### MATERIAL PROVIDED
PR #1830, opened 2022-05-11

### LINKED ISSUE #1774: MTU issues seen between an OnPrem cluster vs Public cloud

yboaron:
Submariner MTU handler in route-agent programs iptable rules to
    clamp tcp mss to PMTU in the Mangle table. We noticed that tcp
    mss not being clamped to PMTU when the platform is running nftables
    and Globalnet is enabled.
    
  This PR adds iptables rules that force tcp mss clamping in case
  Globalnet is configured, the mss value is calculated based on
  the MTU of the default interface and the cable driver overhead.

Fixes: https://github.com/submariner-io/submariner/issues/1774

### DIFF
--- a/pkg/routeagent_driver/environment/env.go
+++ b/pkg/routeagent_driver/environment/env.go
@@ -24,4 +24,5 @@ type Specification struct {
 	ClusterCidr []string
 	ServiceCidr []string
 	Uninstall   bool
+	GlobalCidr  []string
 }
--- a/pkg/routeagent_driver/handlers/mtu/mtuhandler.go
+++ b/pkg/routeagent_driver/handlers/mtu/mtuhandler.go
@@ -19,16 +19,32 @@ limitations under the License.
 package mtu
 
 import (
+	"strconv"
 	"strings"
 
 	"github.com/pkg/errors"
 	submV1 "github.com/submariner-io/submariner/pkg/apis/submariner.io/v1"
+	"github.com/submariner-io/submariner/pkg/cable/vxlan"
 	"github.com/submariner-io/submariner/pkg/event"
 	"github.com/submariner-io/submariner/pkg/ipset"
 	"github.com/submariner-io/submariner/pkg/iptables"
+	netlinkAPI "github.com/submariner-io/submariner/pkg/netlink"
 	"github.com/submariner-io/submariner/pkg/routeagent_driver/constants"
 	"k8s.io/klog"
 	utilexec "k8s.io/utils/exec"
+)
+
+type forceMssSts int
+
+const (
+	notNeeded forceMssSts = iota
+	needed
+	configured
+)
+
+const (
+	// TCP MSS = Default_Iface_MTU - TCP_H(20)-IP_H(20)-max_IpsecOverhed(80).
+	maxIpsecOverhead = 120
 )
 
 type mtuHandler struct {
@@ -37,11 +53,18 @@ type mtuHandler struct {
 	ipt              iptables.Interface
 	remoteIPSet      ipset.Named
 	localIPSet       ipset.Named
+	forceMss         forceMssSts
 }
 
-func NewMTUHandler(localClusterCidr []string) event.Handler {
+func NewMTUHandler(localClusterCidr []string, isGlobalnet bool) event.Handler {
+	forceMss := notNeeded
+	if isGlobalnet {
+		forceMss = needed
+	}
+
 	return &mtuHandler{
 		localClusterCidr: localClusterCidr,
+		forceMss:         forceMss,
 	}
 }
 
@@ -79,6 +102,19 @@ func (h *mtuHandler) Init() error {
 		return errors.Wrapf(err, "error creating ipset %q", constants.LocalCIDRIPSet)
 	}
 
+	if err := iptables.PrependUnique(h.ipt, constants.MangleTable, constants.PostRoutingChain,
+		forwardToSubMarinerPostRoutingChain); err != nil {
+		return errors.Wrapf(err, "error inserting iptables rule %q",
+			strings.Join(forwardToSubMarinerPostRoutingChain, " "))
+	}
+
+	// iptable rules to clamp TCP MSS to a fixed value will be programmed when the local endpoint is created
+	if h.forceMss == needed {
+		return nil
+	}
+
+	klog.Info("Creating iptables clamp-mss-to-pmtu rules")
+
 	ruleSpecSource := []string{
 		"-m", "set", "--match-set", constants.LocalCIDRIPSet, "src", "-m", "set", "--match-set",
 		constants.RemoteCIDRIPSet, "dst", "-p", "tcp", "-m", "tcp", "--tcp-flags", "SYN,RST", "SYN", "-j", "TCPMSS",
@@ -88,12 +124,6 @@ func (h *mtuHandler) Init() error {
 		"-m", "set", "--match-set", constants.RemoteCIDRIPSet, "src", "-m", "set", "--match-set",
 		constants.LocalCIDRIPSet, "dst", "-p", "tcp", "-m", "tcp", "--tcp-flags", "SYN,RST", "SYN", "-j", "TCPMSS",
 		"--clamp-mss-to-pmtu",
-	}
-
-	if err := iptables.PrependUnique(h.ipt, constants.MangleTable, constants.PostRoutingChain,
-		forwardToSubMarinerPostRoutingChain); err != nil {
-		return errors.Wrapf(err, "error inserting iptables rule %q",
-			strings.Join(forwardToSubMarinerPostRoutingChain, " "))
 	}
 
 	if err := h.ipt.AppendUnique(constants.MangleTable, constants.SmPostRoutingChain, ruleSpecSource...); err != nil {
@@ -121,6 +151,17 @@ func (h *mtuHandler) LocalEndpointCreated(endpoint *submV1.Endpoint) error {
 		if err != nil {
 			return errors.Wrap(err, "error adding localClusterCidr IP set entry")
 		}
+	}
+
+	if h.forceMss == needed {
+		klog.Info("Creating iptables set-mss rules")
+
+		err := h.forceMssClamping(endpoint)
+		if err != nil {
+			return errors.Wrap(err, "error forcing TCP MSS clamping")
+		}
+
+		h.forceMss = configured
 	}
 
 	return nil
@@ -228,6 +269,42 @@ func (h *mtuHandler) Stop(uninstall bool) error {
 
 	if err := h.remoteIPSet.Destroy(); err != nil {
 		klog.Errorf("Error deleting ipset %q: %v", constants.RemoteCIDRIPSet, err)
+	}
+
+	return nil
+}
+
+func (h *mtuHandler) forceMssClamping(endpoint *submV1.Endpoint) error {
+	defaultHostIface, err := netlinkAPI.GetDefaultGatewayInterface()
+	if err != nil {
+		return errors.Wrapf(err, "Unable to find the default interface on host")
+	}
+
+	overHeadSize := maxIpsecOverhead
+	if endpoint.Spec.Backend == vxlan.CableDriverName {
+		overHeadSize = vxlan.VxlanOverhead
+	}
+
+	klog.Infof("forceMssClamping to: IF_MTU(%d)-Overhead(%d)=%d",
+		defaultHostIface.MTU, overHeadSize, (defaultHostIface.MTU - overHeadSize))
+
+	ruleSpecSource := []string{
+		"-m", "set", "--match-set", constants.LocalCIDRIPSet, "src", "-m", "set", "--match-set",
+		constants.RemoteCIDRIPSet, "dst", "-p", "tcp", "-m", "tcp", "--tcp-flags", "SYN,RST", "SYN", "-j", "TCPMSS",
+		"--set-mss", strconv.Itoa(defaultHostIface.MTU - overHeadSize),
+	}
+	ruleSpecDest := []string{
+		"-m", "set", "--match-set", constants.RemoteCIDRIPSet, "src", "-m", "set", "--match-set",
+		constants.LocalCIDRIPSet, "dst", "-p", "tcp", "-m", "tcp", "--tcp-flags", "SYN,RST", "SYN", "-j", "TCPMSS",
+		"--set-mss", strconv.Itoa(defaultHostIface.MTU - overHeadSize),
+	}
+
+	if err := h.ipt.AppendUnique(constants.MangleTable, constants.SmPostRoutingChain, ruleSpecSource...); err != nil {
+		return errors.Wrapf(err, "error appending iptables rule %q", strings.Join(ruleSpecSource, " "))
+	}
+
+	if err := h.ipt.AppendUnique(constants.MangleTable, constants.SmPostRoutingChain, ruleSpecDest...); err != nil {
+		return errors.Wrapf(err, "error appending iptables rule %q", strings.Join(ruleSpecDest, " "))
 	}
 
 	return nil
--- a/pkg/routeagent_driver/main.go
+++ b/pkg/routeagent_driver/main.go
@@ -86,7 +86,7 @@ func main() {
 		ovn.NewHandler(&env, smClientset),
 		cabledriver.NewXRFMCleanupHandler(),
 		cabledriver.NewVXLANCleanup(),
-		mtu.NewMTUHandler(env.ClusterCidr),
+		mtu.NewMTUHandler(env.ClusterCidr, (len(env.GlobalCidr) != 0)),
 	); err != nil {
 		klog.Fatalf("Error registering the handlers: %s", err.Error())
 	}
--- a/pkg/routeagent_driver/handlers/mtu/mtuhandler_test.go
+++ b/pkg/routeagent_driver/handlers/mtu/mtuhandler_test.go
@@ -46,7 +46,7 @@ var _ = Describe("MTUHandler", func() {
 		ipset.NewFunc = func() ipset.Interface {
 			return ipSet
 		}
-		handler = mtu.NewMTUHandler([]string{"10.1.0.0/24"})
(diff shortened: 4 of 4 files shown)


pkg/routeagent_driver/handlers/mtu/mtuhandler.go
```diff
@@ -159,10 +110,15 @@ func (h *mtuHandler) RemoteEndpointCreated(endpoint *submV1.Endpoint) error {
...
 	for _, subnet := range subnets {
-		err := h.remoteIPSet.DelEntry(subnet)
-		if err != nil {
-			klog.Errorf("Error deleting the subnet %q from the remote IPSet: %v", subnet, err)
+		ruleSpecDest := []string{
+			"-d", subnet, "-p", "tcp", "-m", "tcp", "--tcp-flags", "SYN,RST", "SYN", "-j", "TCPMSS",
+			"--set-mss", h.mssClampValue,
+		}
+
+		if err := h.ipt.Delete(constants.MangleTable, constants.PostRoutingChain, ruleSpecDest...); err != nil {
```
```suggestion
		if err := h.ipt.Delete(constants.MangleTable, constants.SmPostRoutingChain, ruleSpecDest...); err != nil {
```

pkg/routeagent_driver/handlers/mtu/mtuhandler.go
```diff
@@ -159,10 +110,15 @@ func (h *mtuHandler) RemoteEndpointCreated(endpoint *submV1.Endpoint) error {
...
+			klog.Errorf("Error deleting iptables rule from %q chain: %v", constants.PostRoutingChain, err)
```
```suggestion
			klog.Errorf("Error deleting iptables rule %q: %v", strings.Join(ruleSpecDest, " "), err)
```

pkg/routeagent_driver/handlers/mtu/mtuhandler.go
```diff
@@ -61,96 +61,47 @@ func (h *mtuHandler) Init() error {
...
-		return errors.Wrapf(err, "error appending iptables rule %q", strings.Join(ruleSpecSource, " "))
+	defaultHostIface, err := netlinkAPI.GetDefaultGatewayInterface()
+	if err != nil {
+		return errors.Wrapf(err, "Unable to find the default interface on host")
 	}
 
-	if err := h.ipt.AppendUnique(constants.MangleTable, constants.SmPostRoutingChain, ruleSpecDest...); err != nil {
-		return errors.Wrapf(err, "error appending iptables rule %q", strings.Join(ruleSpecSource, " "))
-	}
+	// TODO: set maxOverlayHeaderSize based on cable driver type
```
sridhargaddam: As you know, VxLAN cable driver would have a lower overhead and since this fix cannot be immediately consumed, shall we include the cable driver checks as well? I'm fine if you want to use a separate PR for that.

pkg/routeagent_driver/handlers/mtu/mtuhandler.go
```diff
@@ -19,30 +19,30 @@ limitations under the License.
...
-	"github.com/submariner-io/submariner/pkg/ipset"
 	"github.com/submariner-io/submariner/pkg/iptables"
+	netlinkAPI "github.com/submariner-io/submariner/pkg/netlink"
 	"github.com/submariner-io/submariner/pkg/routeagent_driver/constants"
 	"k8s.io/klog"
-	utilexec "k8s.io/utils/exec"
+)
+
+const (
+	maxOverlayHeaderSize = 120
```
sridhargaddam: Please add some notes on why/how we derived at the value of 120 for future reference.

sridhargaddam (changes requested):
Thanks @yboaron for the PR, nice work.

pkg/routeagent_driver/handlers/mtu/mtuhandler.go
yboaron: Yes, I prefer to have it in a separate PR.

sridhargaddam (changes requested):
Thanks for fixing the review comments. I'm checking something, will update the vote shortly.

pkg/routeagent_driver/handlers/mtu/mtuhandler.go
```diff
@@ -19,30 +19,31 @@ limitations under the License.
...
-	"github.com/submariner-io/submariner/pkg/ipset"
 	"github.com/submariner-io/submariner/pkg/iptables"
+	netlinkAPI "github.com/submariner-io/submariner/pkg/netlink"
 	"github.com/submariner-io/submariner/pkg/routeagent_driver/constants"
 	"k8s.io/klog"
-	utilexec "k8s.io/utils/exec"
+)
+
+const (
+	// TCP MSS = MTU - TCP_H(20)-IP_H(20)-max_IpsecOverhed(80)
```
```suggestion
	// TCP MSS = Default_Iface_MTU - TCP_H(20)-IP_H(20)-max_IpsecOverhed(80)
```

Just in case if you have to respin the PR for any additional comments, otherwise its fine in the current state.

skitt:
Thanks for this, including the explanation in the commit message!
It seems the unit test needs to be updated (or is it identifying a real issue in the implementation?).

pkg/routeagent_driver/main.go
```diff
@@ -73,6 +77,28 @@ func main() {
 		klog.Fatalf("Error building submariner clientset: %s", err.Error())
 	}
 
+	var localCluster *submarinerv1.Cluster
+
+	isGlobalnet := false
+	// During installation, sometimes creation of clusterCRD by submariner-gateway-pod would take few secs.
+	for i := 0; i < 100; i++ {
```
mangelajo: I'd recommend the use of a retry lib instead of a loop:
[example](https://github.com/submariner-io/submariner/blob/devel/pkg/endpoint/public_ip.go#L124)

mangelajo (changes requested):
I was passing by, don't take me too seriously :D

pkg/routeagent_driver/main.go
yboaron: OK, 10x.
Done

pkg/routeagent_driver/handlers/mtu/mtuhandler.go
```diff
@@ -123,6 +146,15 @@ func (h *mtuHandler) LocalEndpointCreated(endpoint *submV1.Endpoint) error {
 		}
 	}
 
+	if h.forceMss == needed {
```
sridhargaddam, line 156: @yboaron so here we are programming both the rules right? 
i.e., existing rules to clamp tcp mss to PMTUD and
if globalnet deployment, new rules to clamp tcp mss to a fixed value. 

IMHO, I feel we should just program one of them depending on the deployment.

i.e., move this check to Init() method and in Line 105/110 if Vanilla Submariner, we will continue to use the same rules (aka PMTUD) but if its Globalnet we will program rules to clamp the MSS to a fixed value.

pkg/routeagent_driver/handlers/mtu/mtuhandler.go
```diff
@@ -19,29 +19,52 @@ limitations under the License.
...
+type forceMssSts int
+
+const (
+	notNeeded forceMssSts = iota
+	needed
+	configured
+)
+
+const (
+	// TCP MSS = MTU - TCP_H(20)-IP_H(20)-max_IpsecOverhed(80).
```
```suggestion
	// TCP MSS = Default_Iface_MTU - TCP_H(20)-IP_H(20)-max_IpsecOverhed(80).
```

sridhargaddam (changes requested):
Thanks @yboaron

pkg/routeagent_driver/handlers/mtu/mtuhandler.go
```diff
@@ -123,6 +151,15 @@ func (h *mtuHandler) LocalEndpointCreated(endpoint *submV1.Endpoint) error {
 		}
 	}
 
+	if h.forceMss == needed {
+		err := h.forceMssClamping(endpoint)
```
sridhargaddam, line 159: Any specific reason why we are programming these rules in the LocalEndpointCreated API. Can we program in the Init() method itself. i.e., Just the ruleSpecSource/ruleSpecDest will change depending on Globalnet is enabled or not.

sridhargaddam (changes requested):

pkg/routeagent_driver/handlers/mtu/mtuhandler.go
yboaron: I also thought to add the rules in init() function, but since we want to calculate the MSS value based on the cable driver , I moved it to LocalEndpointCreated function where we have handy the cable driver.
But, yeah agree that it's more straightforward to have the rules in init() function.

Any idea how we can retrieve the cable driver in case we would like to add the rules in init() function? 

One more thing, I'm not sure how critical it is, but current PR doesn't cover runtime config change of cable driver,  I mean  something like the following use case:

SM deployed with Globalnet and VxLAN --> clamp iptables rules will be configured with value based on VxLAN header
Cable driver config changed from VxLAN to IPsec --> I don't think that mtuhandler is being called upon endpoint update

So, we'll endup with force clamp rules to based on VxLAN instead of ipsec.

sridhargaddam: > I also thought to add the rules in init() function, but since we want to calculate the MSS value based on the cable driver , I moved it to LocalEndpointCreated function where we have handy the cable driver. But, yeah agree that it's more straightforward to have the rules in init() function.

> Any idea how we can retrieve the cable driver in case we would like to add the rules in init() function?

In that case, we can read the submariner CR object which has both the CableDriver info as well as GlobalCIDR info in the retry loop. The Submariner CR would be read by the submariner-operator while deploying Submariner components, so we can expect it to be present when the init() method is invoked.
CC: @skitt do you see any issue if we use information from Submariner CR in route-agent?


> One more thing, I'm not sure how critical it is, but current PR doesn't cover runtime config change of cable driver, I mean something like the following use case:
> 
> SM deployed with Globalnet and VxLAN --> clamp iptables rules will be configured with value based on VxLAN header Cable driver config changed from VxLAN to IPsec --> I don't think that mtuhandler is being called upon endpoint update
> 
> So, we'll endup with force clamp rules to based on VxLAN instead of ipsec.

IMO if the user is interested in updating the cableDriver, we expect the user to run "subctl uninstall" before deploying with VxLAN cable driver. As part of uninstall the rules will be flushed and fresh rules will be programmed, so it should be fine.

sridhargaddam (changes requested):

pkg/routeagent_driver/handlers/mtu/mtuhandler.go
tpantelis: > In that case, we can read the submariner CR object which has both the CableDriver info as well as GlobalCIDR info in the retry loop. The Submariner CR would be read by the submariner-operator while deploying Submariner components, so we can expect it to be present when the init() method is invoked. CC: @skitt do you see any issue if we use information from Submariner CR in route-agent?
> 

I don't think we want the route agent reading the Submariner CR. The operator already passes the GlobalCIDR via env var, why not pass the cable driver as well? Or read it from the Backend of the local Endpoint as it does now.

However, looking ahead, assuming a single, static cable driver will be further problematic for supporting multiple cable drivers, should we ever revisit that.

pkg/routeagent_driver/handlers/mtu/mtuhandler.go
```diff
@@ -79,6 +102,17 @@ func (h *mtuHandler) Init() error {
 		return errors.Wrapf(err, "error creating ipset %q", constants.LocalCIDRIPSet)
 	}
 
+	if err := iptables.PrependUnique(h.ipt, constants.MangleTable, constants.PostRoutingChain,
+		forwardToSubMarinerPostRoutingChain); err != nil {
+		return errors.Wrapf(err, "error inserting iptables rule %q",
+			strings.Join(forwardToSubMarinerPostRoutingChain, " "))
+	}
+
+	// if it is needed to force MSS clamping we don't need to define the clamp-mss-to-pmtu rules
```
sridhargaddam: Please update this comment with a note saying that iptable rules to clamp TCP MSS to a fixed value will be programmed when the local endpoint is created.

pkg/routeagent_driver/handlers/mtu/mtuhandler.go
yboaron: In that case maybe it is worth retrieving the cable driver from endpoint CR and configuring iptables rules in LocalEndpointCreated as implemented in current PR version.

In case multiple cable drivers will be supported   I assume we'll need to configure the iptables rules in LocalEndpointCreated function 

@sridhargaddam what do you think ?

sridhargaddam: In order to support multiple cable drivers when clamping the TCP MSS to a fixed value, we will have to program individual iptable rules for each destination and cannot use the IPSets (like localIPset and remoteIPset) with a single IPtable rule. Such rules have to be programmed in the RemoteEndpointCreated methods AFAICT.

sridhargaddam (changes requested):

pkg/routeagent_driver/handlers/mtu/mtuhandler.go
yboaron: As decided, we'll continue with the current approach and when multiple cable drivers will be supported we'll to revisit this handler.

pkg/routeagent_driver/environment/env.go
```diff
@@ -24,4 +24,5 @@ type Specification struct {
 	ClusterCidr []string
 	ServiceCidr []string
 	Uninstall   bool
+	GlobalCidr  string
```
sridhargaddam: Please check if this should be an array of strings like the other Cluster/Service CIDRs. 

In submariner-gateway env' its an array and similarly in globalnet as well.
https://github.com/submariner-io/submariner/blob/8c0d04e3fff7d7da5396d625b09ba91e7e3aa688/pkg/types/types.go#L36

https://github.com/submariner-io/submariner/blob/8c0d04e3fff7d7da5396d625b09ba91e7e3aa688/pkg/globalnet/controllers/types.go#L80

sridhargaddam (changes requested):

pkg/routeagent_driver/handlers/mtu/mtuhandler.go
```diff
@@ -232,3 +273,39 @@ func (h *mtuHandler) Stop(uninstall bool) error {
...
+		constants.LocalCIDRIPSet, "dst", "-p", "tcp", "-m", "tcp", "--tcp-flags", "SYN,RST", "SYN", "-j", "TCPMSS",
+		"--set-mss", strconv.Itoa(defaultHostIface.MTU - overHeadSize),
+	}
+
+	if err := h.ipt.AppendUnique(constants.MangleTable, constants.SmPostRoutingChain, ruleSpecSource...); err != nil {
+		return errors.Wrapf(err, "error appending iptables rule %q", strings.Join(ruleSpecSource, " "))
+	}
+
+	if err := h.ipt.AppendUnique(constants.MangleTable, constants.SmPostRoutingChain, ruleSpecDest...); err != nil {
+		return errors.Wrapf(err, "error appending iptables rule %q", strings.Join(ruleSpecSource, " "))
```
```suggestion
		return errors.Wrapf(err, "error appending iptables rule %q", strings.Join(ruleSpecDest, " "))
```

sridhargaddam (changes requested):

sridhargaddam (approved):
Thanks for your patience Yossi. LGTM.

tpantelis (approved):

sridhargaddam:
@yboaron can you please handle the backport?

dfarrell07:
This was backported in https://github.com/submariner-io/submariner/pull/1846.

### WHAT YOU ARE ASKED TO DO
Your task is to copy each line of the data above that holds "something".

### EXERCISE SOLUTION
Thanks for fixing the review comments. I'm checking something, will update the vote shortly.
One more thing, I'm not sure how critical it is, but current PR doesn't cover runtime config change of cable driver,  I mean  something like the following use case:
> One more thing, I'm not sure how critical it is, but current PR doesn't cover runtime config change of cable driver, I mean something like the following use case:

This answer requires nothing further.